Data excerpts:
============================================================
PR #6915, opened 2026-04-30
Implement SPIFFE Broker Endpoint & API

matheuscscp:
Reference implementation for https://github.com/spiffe/spiffe/pull/340 https://github.com/arndt-s/spiffe/pull/1

go-spiffe PR: https://github.com/spiffe/go-spiffe/pull/388 plugin-sdk PR: https://github.com/spiffe/spire-plugin-sdk/pull/74

Follow-up issues: #7074 #7075
Follow-up PRs: https://github.com/matheuscscp/spire/pull/1 (waiting for this one to merge)

**Pull Request check list**

* [x]  Commit conforms to CONTRIBUTING.md?
* [x]  Proper tests/regressions included? Added [here](https://github.com/spiffe/spire/compare/b5dc6bf8f8a735127fbd312e55d3dd989fb7aa1d..3548750f3c727d8a0ddfe9b9de942cb1a7dfbcd8)
* [x]  Documentation updated? Added [here](https://github.com/spiffe/spire/compare/bc98f2eff6cf883e109c5a37506637c721ab1ace..ec0888b4777d5aad6febc7bf25df1c97f3358b02)

**Affected functionality**

**Description of change**

**Which issue this PR fixes**

Supersedes: #6594

PR #6957, opened 2026-05-13
Add disable_group_name_selectors option to Windows workload attestor

### LINKED ISSUE #6902: Add a mechanism to skip group SID to name lookup in Windows workload attestor
Proposing improvements to: [Agent plugin: WorkloadAttestor "windows"](https://github.com/spiffe/spire/blob/main/doc/plugin_agent_workloadattestor_windows.md)

We have a use case where Windows user accounts/service accounts are added to 100s of groups and the group SID to group name lookup for each group is taking around ~88 ms - [this line of code](https://github.com/spiffe/spire/blob/81cb7d970c55444e984d8069aa0e213d43895808/pkg/agent/plugin/workloadattestor/windows/windows_windows.go#L170). 

In one case, the user was added to 501 groups and in total the group name lookup took 44 seconds to complete timing out the first x509 fetch call for that user - it is being cached somewhere as the subsequent calls right after were quick but unclear what the TTL of the cache as the calls timeout every now and then. 

Proposing to add an additional configuration flag to skip this lookup. 

| Configuration               | Description                              | Default |
|----------------------------|------------------------------------------|---------|
| skip_group_name_selectors  | Skips collecting the group name selectors | false   |

I can make the required code changes as well.

jananiarunachalam:
**Pull Request check list**

- [x] Documentation updated?

**Affected functionality**
Windows workload attestor group SID resolution.

**Description of change**
Adds a `disable_group_name_selectors` boolean configuration option (default: `false`) to the Windows workload attestor. When enabled, the attestor skips resolving group SIDs to human-readable names via `LookupAccountSid`, avoiding timeouts for workloads whose principals belong to many groups (~88ms per group, 44+ seconds for 500+ groups). Group SID selectors (`group_sid`) are always collected regardless of this setting, only `group_name` selectors are skipped.

Also adds debug-level timing instrumentation to the group name lookup path so operators can observe lookup latency without enabling the flag.

**Which issue this PR fixes**
fixes #6902

### DIFF
--- a/doc/plugin_agent_workloadattestor_windows.md
+++ b/doc/plugin_agent_workloadattestor_windows.md
@@ -3,10 +3,11 @@
 The `windows` plugin generates Windows-based selectors for workloads calling the agent.
 It does so by opening an access token associated with the workload process. The system is then interrogated to retrieve user and group account information from that access token.
 
-| Configuration            | Description                                                                                                                                                | Default |
-|--------------------------|------------------------------------------------------------------------------------------------------------------------------------------------------------|---------|
-| `discover_workload_path` | If true, the workload path will be discovered by the plugin and used to provide additional selectors                                                       | false   |
-| `workload_size_limit`    | The limit of workload binary sizes when calculating certain selectors (e.g. sha256). If zero, no limit is enforced. If negative, never calculate the hash. | 0       |
+| Configuration                  | Description                                                                                                                                                                                                            | Default |
+|--------------------------------|------------------------------------------------------------------------------------------------------------------------------------------------------------------------------------------------------------------------|---------|
+| `discover_workload_path`       | If true, the workload path will be discovered by the plugin and used to provide additional selectors                                                                                                                   | false   |
+| `workload_size_limit`          | The limit of workload binary sizes when calculating certain selectors (e.g. sha256). If zero, no limit is enforced. If negative, never calculate the hash.                                                             | 0       |
+| `disable_group_name_selectors` | If true, skips resolving group SIDs to human-readable names, avoiding expensive Domain Controller lookups. Group SID selectors (`group_sid`) are always collected regardless. Only `group_name` selectors are affected. | false   |
 
 ## Workload Selectors
 
--- a/doc/plugin_agent_workloadattestor_windows.md
+++ b/doc/plugin_agent_workloadattestor_windows.md
@@ -3,10 +3,10 @@
 The `windows` plugin generates Windows-based selectors for workloads calling the agent.
 It does so by opening an access token associated with the workload process. The system is then interrogated to retrieve user and group account information from that access token.
 
-| Configuration                  | Description                                                                                                                                                                                                            | Default |
-|--------------------------------|------------------------------------------------------------------------------------------------------------------------------------------------------------------------------------------------------------------------|---------|
-| `discover_workload_path`       | If true, the workload path will be discovered by the plugin and used to provide additional selectors                                                                                                                   | false   |
-| `workload_size_limit`          | The limit of workload binary sizes when calculating certain selectors (e.g. sha256). If zero, no limit is enforced. If negative, never calculate the hash.                                                             | 0       |
+| Configuration                  | Description                                                                                                                                                                                                                                                          | Default |
+|--------------------------------|----------------------------------------------------------------------------------------------------------------------------------------------------------------------------------------------------------------------------------------------------------------------|---------|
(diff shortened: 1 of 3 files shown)


doc/plugin_agent_workloadattestor_windows.md
```diff
@@ -3,10 +3,11 @@
...
+|--------------------------------|------------------------------------------------------------------------------------------------------------------------------------------------------------------------------------------------------------------------|---------|
+| `discover_workload_path`       | If true, the workload path will be discovered by the plugin and used to provide additional selectors                                                                                                                   | false   |
+| `workload_size_limit`          | The limit of workload binary sizes when calculating certain selectors (e.g. sha256). If zero, no limit is enforced. If negative, never calculate the hash.                                                             | 0       |
+| `disable_group_name_selectors` | If true, skips resolving group SIDs to human-readable names, avoiding expensive Domain Controller lookups. Group SID selectors (`group_sid`) are always collected regardless. Only `group_name` selectors are affected. | false   |
```
amartinezfayo: I wonder if it would help to surface in the Notes section that enabling this flag will cause existing workload registration entries using `group_name` selectors to stop matching, so operators know to audit those entries (or switch them to `group_sid` selectors) before flipping it on. As a smaller wording detail, I think that `LookupAccount` is not strictly a Domain Controller call in every environment (local SAM, AD DS, or other providers can answer); something like "potentially expensive account name resolution (e.g. against a Domain Controller)" might be more accurate.

pkg/agent/plugin/workloadattestor/windows/windows_windows.go
```diff
@@ -160,20 +162,26 @@ func (p *Plugin) newProcessInfo(pid int32, queryPath bool) (*processInfo, error)
...
+				continue
+			}
+			// If the LookupAccount call succeeded, we know that groupAccount is not empty
+			processInfo.groups = append(processInfo.groups, enabledSelector+":"+parseAccount(groupAccount, groupDomain))
 		}
-		// If the LookupAccount call succeeded, we know that groupAccount is not empty
-		processInfo.groups = append(processInfo.groups, enabledSelector+":"+parseAccount(groupAccount, groupDomain))
+	}
+	if !disableGroupNames {
+		p.log.Debug("lookupAccount (groups) completed", "count", len(groups), "elapsed_ms", time.Since(start).Milliseconds())
```
amartinezfayo: A couple of small things on this Debug log. I don't think we have any other `elapsed_ms` keys already logged. I think `telemetry.ElapsedTime` and the `duration_ms` field are the closest that we have, and maybe we could use one of those?
In terms of the wording, maybe "Group account name lookups completed" might feel more familiar.

It could also be worth considering whether this is redundant with the host-level metric from `telemetry_workload.StartAttestorCall`, which already captures the full per-attestor Attest time and is dominated by this loop for the Windows attestor.

amartinezfayo (commented):
Thank you @jananiarunachalam for this contribution!

pkg/agent/plugin/workloadattestor/windows/windows_windows.go
jananiarunachalam: Addressed all comments. 

This debug log specifically isolates the group name resolution portion with a count, which is still useful for diagnosing whether the lookups are the bottleneck.

pkg/agent/plugin/workloadattestor/windows/windows_windows.go
```diff
@@ -195,6 +203,10 @@ func (p *Plugin) Configure(_ context.Context, req *configv1.ConfigureRequest) (*
 	defer p.mu.Unlock()
 	p.config = newConfig
 
+	if newConfig.DisableGroupNameSelectors {
+		p.log.Info("Group name selectors disabled; skipping LookupAccount for groups, only group_sid selectors will be produced")
```
amartinezfayo: I'm wondering if this operator-facing message could drop the LookupAccount reference, since that's an internal call name rather than something an operator reading the logs would recognize. Something like "Group name selectors disabled; only group_sid selectors will be produced for groups" might read a little more clearly while still conveying the behavior change.

amartinezfayo (commented):
Thank you @jananiarunachalam!

jananiarunachalam:
Rebased on latest main to resolve a merge conflict in `windows_windows.go`. No code changes - only incorporated the new `AttestReference` method added by #6915. Only thing to review is: https://github.com/spiffe/spire/pull/6957/commits/31a4ac0efdb08bef391c81c2918b25286572495f which has the updated log line changes requested.

amartinezfayo (approved):
🚀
============================================================
The problem: Taking the line with "PR #6957, opened 2026-05-13" as the first and the line with "Proposing improvements to: [Agent" as the last, retype that stretch of the data above exactly, with no other lines.

Written answer:
PR #6957, opened 2026-05-13
Add disable_group_name_selectors option to Windows workload attestor

### LINKED ISSUE #6902: Add a mechanism to skip group SID to name lookup in Windows workload attestor
Proposing improvements to: [Agent plugin: WorkloadAttestor "windows"](https://github.com/spiffe/spire/blob/main/doc/plugin_agent_workloadattestor_windows.md)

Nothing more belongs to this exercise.